Stockholder meetings offer important protections and advantages that are absent from the written consent process under this proposal. The protections and advantages of stockholder meetings include:
- The meeting and the stockholder vote take place in a transparent manner on a specified date that is publicly announced well in advance, giving all interested stockholders a chance to express their views and cast their votes.
- The meeting provides stockholders with a forum for open discussion and consideration of the proposed stockholder action.
- Accurate and complete information about the proposed stockholder action is widely distributed in a proxy statement before the meeting, which promotes a well-informed discussion and consideration of the merits of the proposed action.
- The Board is able to analyze and provide a recommendation with respect to actions proposed to be taken at a stockholder meeting.

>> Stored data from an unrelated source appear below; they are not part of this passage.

PR #1118, opened 2021-08-06
Remove use of deprecated ``node_classes`` and ``scoped_node`` API in astroid

Pierre-Sassoulas:
## Description

This removes uses of deprecated API in astroid following #1057 

## Type of Changes


astroid/nodes/__init__.py
```diff
@@ -204,13 +204,89 @@
...
+    "AsyncFunctionDef",
+    "AsyncWith",
+    "Attribute",
+    "AugAssign",
+    "Await",
+    "BinOp",
+    "BoolOp",
+    "Break",
     "builtin_lookup",
-    "are_exclusive",
```
cdce8p, line 211: Not sure if we still need it in `pylint`

cdce8p (commented):
The change looks good. I was just wondering if the intention should be different: Shouldn't the imports all be from `astroid.nodes` now? With the current solution we would need to come back to all of them once we split up `node_classes` and `scoped_nodes`.

astroid/nodes/__init__.py
Pierre-Sassoulas: We need it internally in astroid :D

Pierre-Sassoulas:
> Shouldn't the imports all be from astroid.nodes now?

Totally agree with that. And this is the goal. The MR is a small step toward it because we need to remove the circular import first, then change the imports.

astroid/nodes/__init__.py
cdce8p: The comment was referring to the fact that you removed it from `__all__`. I haven't checked if it's used in `pylint`. If it is, it might make sense to keep it in `__all__`. Similar with `unpack_infer`.

Pierre-Sassoulas: Ho my mistake, nice catch !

In contrast, adoption of this proposal would make it possible for the holders of a bare majority of shares of eBay common stock outstanding to take significant corporate actions without any prior notice to the Company, the Board or the other eBay stockholders – actions that may have important ramifications for both eBay and its stockholders. This approach would effectively disenfranchise all of those stockholders who do not have (or are not given) the opportunity to participate in the written consent.

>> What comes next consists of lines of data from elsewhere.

Issue #1115, opened 2021-08-02
slow pylint performance with a hot spot in astroid


robin-wayve:
tl;dr I have been trying to figure out why `pylint` is slow for us and profiling points to `astroid`. I'd appreciate some pointers on how I could get a clearer signal on what is going on.

### Versions

```
astroid 2.6.5
pylint 2.9.6
python 3.7.9
```

### Description

We run `pylint` against individual packages/modules in our codebase and the performance is highly variable. I've been trying to figure out why some runs are slow with `yappi`, similar to how it was done in #610.

One such module of ours has about 1000 lines of code and has become infeasibly slow on the versions listed above (I gave up after waiting 1 hour with the profiler on). I managed to get it to complete a profile in ~30 minutes by limiting the run to a single 200 line file. It does complete in under 5 minutes on our current versions: `pylint` 2.7.4 with `astroid` 2.5.2 -- I haven't captured a profile on these versions yet, but I could if that would be helpful.

I'm not able to share the code since it is proprietary, and the profile may contain sensitive information. I may attempt to scrub the profile and share the dot graph if that would be of interest.

### Profling result

The hottest node from the `callgrind` was this by quite some margin:
```
Name.infer astroid/node_classes.py:325 57.62% (16.12%) 82185683×
```
I believe that refers to this code: https://github.com/PyCQA/astroid/blob/v2.6.5/astroid/node_classes.py#L325-L379

This node has quite a lot of edges making it hard to see exactly what is going on but I hope this an interesting enough starting point for us to figure out what the cause of the bottleneck could be?

robin-wayve:
There's quite a few other details I'm not sure whether to include: 

- to get a useful profile, this was done with `--jobs=1`: it does run faster with `--jobs=0` but it's still quite slow.
- I believe our `rcfile` is relatively boring apart from disabling quite a lot of pylint's checkers
- Other options we're using
```
--persistent=n --unsafe-load-any-extension=y
```

Pierre-Sassoulas:
Thank you for opening the issue. It makes sense that the inference would be what is costing a lot on astroid. We'd need to dig deeper and analyse what inferences exactly are taking more time than they should and probably in what pylint checker.

Pierre-Sassoulas:
Coule you try to single out deep recursion call, if possible ?

robin-wayve:
I tidied up the graph, hope this will help:
[...]

PR #1120, opened 2021-08-07
Cache ancestors

dwo:
## Steps

## Type of Changes

### DIFF
--- a/astroid/nodes/scoped_nodes.py
+++ b/astroid/nodes/scoped_nodes.py
@@ -43,7 +43,7 @@ import builtins
 import io
 import itertools
 import typing
-from collections import OrderedDict
+from collections import defaultdict, OrderedDict
 from typing import List, Optional
 
 from astroid import bases
@@ -1963,8 +1963,8 @@ class ClassDef(mixins.FilterStmtsMixin, LocalsDictNodeNG, node_classes.Statement
     # a dictionary of class instances attributes
     _astroid_fields = ("decorators", "bases", "keywords", "body")  # name
 
-    all_ancestors = None
-    direct_ancestors = None
+    all_ancestors = {}
+    direct_ancestors = {}
 
     decorators = None
     """The decorators that are applied to this class.
@@ -2335,10 +2335,10 @@ class ClassDef(mixins.FilterStmtsMixin, LocalsDictNodeNG, node_classes.Statement
         :returns: The base classes
         :rtype: iterable(NodeNG)
         """
-        if recurs and self.all_ancestors is not None:
-            yield from self.all_ancestors.keys()
-        elif not recurs and self.direct_ancestors is not None:
-            yield from self.direct_ancestors.keys()
+        if recurs and context in self.all_ancestors:
+            yield from self.all_ancestors[context].keys()
+        elif not recurs and context in self.direct_ancestors:
+            yield from self.direct_ancestors[context].keys()
 
         # FIXME: should be possible to choose the resolution order
         # FIXME: inference make infinite loops possible here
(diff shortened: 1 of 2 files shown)


tests/unittest_scoped_nodes.py
```diff
@@ -1040,7 +1040,7 @@ class Past(Present):
         astroid = builder.parse(data)
         past = astroid["Past"]
         attr = past.getattr("attr")
-        self.assertEqual(len(attr), 1)
+        self.assertEqual(len(attr), 1, attr)
```
Pierre-Sassoulas, line 1043:
```suggestion
        assert len(attr) == 1
```
I think when using pytest this is possible (?)

Pierre-Sassoulas (commented):
Thank you for that, if we believe the graph given in https://github.com/PyCQA/astroid/issues/1115#issuecomment-890961827 this is gonna be a huge performance boost. Could we check that this is really a performance boost, please ?

astroid/nodes/scoped_nodes.py
```diff
@@ -2331,13 +2335,26 @@ def ancestors(self, recurs=True, context=None):
...
         """
+        if recurs and context in self.all_ancestors:
+            yield from self.all_ancestors[context].keys()
+        elif not recurs and context in self.direct_ancestors:
+            yield from self.direct_ancestors[context].keys()
+
         # FIXME: should be possible to choose the resolution order
         # FIXME: inference make infinite loops possible here
-        yielded = {self}
+        yielded = OrderedDict()
```
dwo, line 2345: I think this is necessary for Python 3.6 to preserve the order of yielded ancestors: a plain `dict` achieves the same thing from Python 3.7+

tests/unittest_scoped_nodes.py
dwo: Any Ideas why this might have started failing though? I had a read through `getattr` but since it doesn't call `ancestors` directly I'm going to need to dig a little more.

dwo:
> Thank you for that, if we believe the graph given in [#1115 (comment)](https://github.com/PyCQA/astroid/issues/1115#issuecomment-890961827) this is gonna be a huge performance boost. Could we check that this is really a performance boost, please ?

Once I get the tests to pass I want to try this against the example given in https://github.com/PyCQA/pylint/issues/4079 and then perhaps retry #1115 too.

Are there some codebases to run `pylint` against that make a good benchmark?

I also wondered if I should try and measure what the extra memory cost will be: I know there's prior art for this from https://rtpg.co/2020/10/12/pylint-usage.html

tests/unittest_scoped_nodes.py
dwo: on `main`, `attr` is...
```
[<AssignName.attr l.3 at 0x[...]>]
```
with my changes this becomes...
```
[<AssignName.attr l.3 at 0x[...]>, <Const.int l.3 at 0x[...]>]
```

dwo: Oh I was looking at the wrong `getattr` before... https://github.com/PyCQA/astroid/blob/f86d6e9f67e449209fe53a6e9cef4f7b55adf52a/astroid/nodes/scoped_nodes.py#L2514-L2517

dwo: I suspect that using `ClassDef`s and `InferenceContext`s as keys was a bit naive: they aren't Singletons and don't implement `__hash__` and `__eq__` so I am only caching specific instances by object id instead of detecting when the `ancestor`s or `context`s are equivalent.

DanielNoord:
@dwo Are you still interested in picking this PR back up or should we close it?

dwo:
Damn, I forgot about this and would have liked to spend more time on it... will close for now.

DanielNoord:
I still think this would indeed be very valuable. `ancestors` is one of the most expensive calls in regular `pylint` calls.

In summary, the Board believes the adoption of this proposal is unnecessary because of eBay’s commitment to good corporate governance, the right of stockholders to call special meetings and the ability of stockholders to nominate directors through proxy access. The Board also believes that this written consent proposal would circumvent the protections, procedural safeguards and advantages provided to all stockholders by stockholder meetings.
|The Board of Directors Recommends a Vote AGAINST Proposal 5.
Unless you specify otherwise, the Board intends the accompanying proxy to be voted against this item.